И Зубатов, и Коницкий апеллировали к «просвещенному эгоизму» еврейских рабочих, считая их теми же капиталистами, которые еще просто не обзавелись капиталом. Их истинной целью было не улучшить жизни трудящихся, а без потерь сохранить статус-кво и собственную шкуру. Их действиями руководил исключительно личный интерес, и только его они были способны увидеть в поступках других людей. Иешуа же, напротив, чувствовал, что возможен более справедливый уклад жизни, но история и человеческая природа свидетельствовали в пользу обратного, и он не мог их игнорировать. Вот почему в «Братьях Ашкенази» столько пессимизма. В последние годы жизни Иешуа не произошло никаких событий, которые могли бы заставить его пересмотреть свои взгляды.
Глава 4
Политика
Хотя эта книга написана не о личных, а о литературных отношениях, сложно оставить без внимания тот факт, что в Америке Башевис начал создавать значимые произведения только после смерти Иешуа. Те немногие критики, кто заинтересовался этим обстоятельством, или вспоминали библейские архетипы, сравнивая братьев Зингер с Исавом и Иаковом, или интерпретировали его в контексте психологии, приходя к заключению, что Башевис «работал в тени, а не в лучах славы своего старшего брата». Нельзя не заметить различий между братьями, рассматривая их фотографии того времени. На совместном фотопортрете, сделанном еще в Варшаве, видно, как внушительная фигура старшего брата подавляет младшего; Иешуа сидит, охватив колени большими руками, Башевис скромно положил руки на колени; Иешуа смотрит прямо в объектив, а Башевис отводит глаза в сторону. Морис Карр, который немало способствовал появлению первых английских публикаций своих дядьев (например, антологии 1938 года «Еврейские рассказы нашего времени»[134], где Башевис впервые подписался псевдонимом, чтобы не спекулировать на славе брата), считал, что отношения братьев были неоднозначными, полными нюансов.

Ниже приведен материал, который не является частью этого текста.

PR #2447, opened 2022-03-01
macOS bash 5 & zsh doesn't support shopt -s inherit_errexit

NorseGaud:
# Description

macOS/ZSH doesn't support shopt -s inherit_errexit

## Type of change

## Checklist:

### DIFF
--- a/test/linting/lint.sh
+++ b/test/linting/lint.sh
@@ -1,5 +1,4 @@
 #! /bin/bash
-set -x
 # version   v0.2.0 unstable
 # executed  by Make during CI or manually
 # task      checks files against linting targets
@@ -105,7 +104,7 @@ function _shellcheck
     -not -path './target/docker-configomat/*'
   )"
   # macOS lacks parity for `-executable` but presently produces the same results: https://stackoverflow.com/a/4458361
-  [[ "$(uname)" == "Darwin" ]] && FIND_EXEC="-perm +111 -type l -or" || FIND_EXEC="-executable"
+  [[ "$(uname)" == "Darwin" ]] && FIND_EXEC="-perm -711" || FIND_EXEC="-executable"
   # shellcheck disable=SC2248
   F_BIN="$(find 'target/bin' ${FIND_EXEC} -type f)"
   F_BATS="$(find 'test' -maxdepth 1 -type f -iname '*.bats')"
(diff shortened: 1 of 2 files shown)


casperklein:
I am wondering why you use ZSH with BASH scripts, when you encounter problems. Using BASH instead would be the obvious solution.

NorseGaud:
It's default for macOS

casperklein:
But BASH is available and there is nothing preventing you to use it? (just curious, not using MacOS myself).

casperklein:
Okay, afaik that feature was introduced in BASH 4.4

casperklein:
Not directly related to this At the best, linting/building etc. should take place in a container. That way, we could get rid of all OS/Shell version specific adjustments.

test/linting/lint.sh
```diff
@@ -105,7 +104,7 @@ function _shellcheck
     -not -path './target/docker-configomat/*'
   )"
   # macOS lacks parity for `-executable` but presently produces the same results: https://stackoverflow.com/a/4458361
-  [[ "$(uname)" == "Darwin" ]] && FIND_EXEC="-perm +111 -type l -or" || FIND_EXEC="-executable"
+  [[ "$(uname)" == "Darwin" ]] && FIND_EXEC="-perm -711" || FIND_EXEC="-executable"
```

Это были не столько отношения между старшим братом и младшим, сколько между мудрым отцом и заблудившимся ребенком. Я думаю, Исаак страдал от этого, но смирялся, поскольку в глубине души он человек очень прагматичный. Он знал, что И.-И. Зингер ужасно тщеславен. А еще он знал, что люди стараются испортить отношения между ним и И.-И. Зингером <…> И он был очень, очень осторожен, играя вторую скрипку <…> беря на себя роль заблудшего ребенка, который прислушивается к мудрости своего родителя. Мне кажется, он даже готов был льстить И.-И. Зингеру, потому что, хотя старший брат обладал множеством прекрасных качеств, но была у него одна черта, характерная для всех членов семейства Зингер, за исключением отца, моего деда, — огромное тщеславие. Исаак тоже тщеславен, но ему удается скрывать это. И.-И. Зингер был тщеславен, но он скрывать этого не умел. А Башевис очень, очень искусно подыгрывал Исроэлу-Иешуа <…> чрезвычайно искусно. Только после смерти И.-И. Зингера талант Исаака по-настоящему расцвел. Словно с него упали оковы, и теперь он стал свободен и мог развиваться. Я не хочу создавать впечатление, будто Исаак не любил старшего брата <…> но в этой любви было множество всевозможных сложных эмоций, и страхов, и зависти, и привязанности, и рабской зависимости[135].
У каждой семьи, как у каждой страны, есть своя политика; и в семье писателей, как мы уже видели, бывает столько разных взглядов, сколько в ней людей.
Приехав к брату в Сигейт, Кони-Айленд, Башевис «был совершенно сбит с толку».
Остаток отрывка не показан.